* ABOUT THIS EXERCISE *
Your answer must be an exact copy of the listing.

* EXCERPTED RECORDS *
PR #3883, opened 2025-02-14
docs: Add custom MkDocs theme override with tracking pixel

Schnitzel:
This adds a scarf.sh analytics pixel to understand how people are using our documentation


tobybellwood (approved):
Merging with seperate step to ensure it only runs in uselagoon repo

PR #3890, opened 2025-02-25
buid: update rabbitmq to v4

tobybellwood:


shreddedbacon:
Should also update the readme to remove the section about the HA queue policy since this is no longer in use https://github.com/uselagoon/lagoon/blob/main/docs/docker-images/rabbitmq.md#included-rabbitmq-default-schema-definitionsjson

Edit: These docs are for the `lagoon-images` image, not the lagoon-core broker. So changes to those docs will need to be done if/when the lagoon-image version changes. Ignoring for this update, as this is for core only.

shreddedbacon:
This doesn't require the [TLS changes in charts](https://github.com/uselagoon/lagoon-charts/pull/753) to work. 

The way that the charts works is by adding a configuration file that works in both the current version of rabbit used by Lagoon, and v4.0.x.

The additions to the script are to clean up an old priority that isn't used.

rocketeerbkw (approved):
Tested new version locally and didn't encounter any issues. Also verified delayed-message-exchange plugin still works.

PR #3894, opened 2025-03-04
fix: get environment details for auditlog

shreddedbacon:
# General Checklist

# Database Migrations

# Description

The `updateDeployment` mutation audit log incorrectly used an `environment` check which would be an `int` to check for its `id` and `name` which results in a graphql error. Also it removes what seems to be an unnecessary permission check, if you can deploy, you can view.


tobybellwood (approved):
nice pickup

* TASK ANSWER *
PR #3883, opened 2025-02-14
docs: Add custom MkDocs theme override with tracking pixel

Schnitzel:
This adds a scarf.sh analytics pixel to understand how people are using our documentation


tobybellwood (approved):
Merging with seperate step to ensure it only runs in uselagoon repo

PR #3890, opened 2025-02-25
buid: update rabbitmq to v4

tobybellwood:


shreddedbacon:
Should also update the readme to remove the section about the HA queue policy since this is no longer in use https://github.com/uselagoon/lagoon/blob/main/docs/docker-images/rabbitmq.md#included-rabbitmq-default-schema-definitionsjson

Edit: These docs are for the `lagoon-images` image, not the lagoon-core broker. So changes to those docs will need to be done if/when the lagoon-image version changes. Ignoring for this update, as this is for core only.

shreddedbacon:
This doesn't require the [TLS changes in charts](https://github.com/uselagoon/lagoon-charts/pull/753) to work. 

The way that the charts works is by adding a configuration file that works in both the current version of rabbit used by Lagoon, and v4.0.x.

The additions to the script are to clean up an old priority that isn't used.

rocketeerbkw (approved):
Tested new version locally and didn't encounter any issues. Also verified delayed-message-exchange plugin still works.

PR #3894, opened 2025-03-04
fix: get environment details for auditlog

shreddedbacon:
# General Checklist

# Database Migrations

# Description

The `updateDeployment` mutation audit log incorrectly used an `environment` check which would be an `int` to check for its `id` and `name` which results in a graphql error. Also it removes what seems to be an unnecessary permission check, if you can deploy, you can view.


tobybellwood (approved):
nice pickup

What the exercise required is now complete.